### Task goal:
Extract every line of the material that holds the string "shown".
Dataset extract section start
PR #290, opened 2020-12-16
Fix JobRequestList Status Filtering

ghickman:
Django's pagination (provided by MultipleObjectMixin [1]) constructs the
Paginator instance as part of it's get_context_data so the filtered
object_list needed to be passed to that.

[1]: https://github.com/django/django/blob/3.1/django/views/generic/list.py#L113-L136


bloodearnest (approved):
lgtm

PR #296, opened 2020-12-17
Fix Action Statuses

### LINKED ISSUE #295: Action Statuses are Incorrect
Status icons for actions on the Workspace detail page are showing the incorrect status for an action.

Seen on https://jobs.opensafely.org/service_restoration_observatory_full/

ghickman:
This filters the jobs we look up when getting most recent status for a given action.

Fixes #295

### DIFF
--- a/tests/jobserver/test_models.py
+++ b/tests/jobserver/test_models.py
@@ -352,29 +352,33 @@ def test_workspace_get_action_status_lut_no_jobs():
 
 @pytest.mark.django_db
 def test_workspace_get_action_status_lut_success():
-    workspace = WorkspaceFactory()
-    job_request = JobRequestFactory(workspace=workspace)
+    workspace1 = WorkspaceFactory()
+    job_request1 = JobRequestFactory(workspace=workspace1)
+    JobFactory(job_request=job_request1, action="other-test", status="succeeded")
+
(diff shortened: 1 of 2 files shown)


tests/jobserver/test_models.py
```diff
@@ -352,29 +352,33 @@ def test_workspace_get_action_status_lut_no_jobs():
...
     JobFactory(
-        job_request=job_request,
+        job_request=job_request2,
         action="test",
         status="succeeded",
         created_at=timezone.now() - timedelta(minutes=1),
     )
 
-    output = workspace.get_action_status_lut()
+    output = workspace2.get_action_status_lut()
```
sebbacon, line 381: Wouldn't this test be a bit better if it checked an attribute of `output` that was not the same as an attribute in the workspace we're not interested in? e.g. make the `status` of the first job request `failed`, or something?

sebbacon (approved):

tests/jobserver/test_models.py
ghickman: Ooh yes.  We'll need to keep the status the same to confirm we're filtering to workspace correctly (the bug this fixes!), but changing the action name would confirm that the output shows the correct statuses for `workspace2`.

PR #297, opened 2020-12-18
Improve GitHub Org Check

ghickman:
This documents the endpoint we use to make the Organization check and groups all the status code handling into a single conditional.

### DIFF
--- a/tests/jobserver/test_github.py
+++ b/tests/jobserver/test_github.py
@@ -2,12 +2,7 @@ import pytest
 import responses
 from social_core.exceptions import AuthFailed
 
-from jobserver.github import (
-    GithubOrganizationOAuth2,
-    get_branch_sha,
-    get_file,
-    get_repos_with_branches,
-)
+from jobserver.github import get_branch_sha, get_file, get_repos_with_branches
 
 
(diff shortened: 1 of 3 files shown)


tests/jobserver/test_github.py
```diff
@@ -112,16 +111,18 @@ def test_get_repos_with_branches():
 
 
 @responses.activate
-def test_githuborganizationoauth2_user_data_404():
+def test_githuborganizationoauth2_user_data_204():
     expected_url = "https://api.github.com/orgs/opensafely/members/test-username"
-    responses.add(responses.GET, url=expected_url, status=404)
+    responses.add(responses.GET, url=expected_url, status=204)
 
     class DummyBackend(GithubOrganizationOAuth2):
```
inglesp, line 118: While you're here, could you pull `DummyBackend` into the module, and document what it's for?

inglesp (approved):

tests/jobserver/test_github.py
ghickman: Ooh, good idea.  I'll make it a fixture 👍

PR #298, opened 2020-12-18
Change Social Provider Name

ghickman:
This changes the social auth provider's name to match our previous provider's name (`github`), allowing us to avoid trying to work out how to migrate the existing database rows.

Ref #294 
Ref #297


sebbacon (approved):

ghickman:
Having to rethink this because "arg migrations" ಠ_ಠ

ghickman:
Took an entirely different approach to this after realising that this fix is more urgent than most and diving into migration resolution probably wasn't worth it for this!

inglesp (approved):
practicality >>> purity

PR #302, opened 2020-12-21
Make Job.job_request Required

ghickman:
This removes the ability to have JobRequest-less Jobs, removing the legacy Jobs which required this in the process.

Legacy jobs have been archived to the [jobs-archive](https://github.com/opensafely/jobs-archive) repo.

Ref #126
Dataset extract section end
### Exercise answer:
(diff shortened: 1 of 2 files shown)
(diff shortened: 1 of 3 files shown)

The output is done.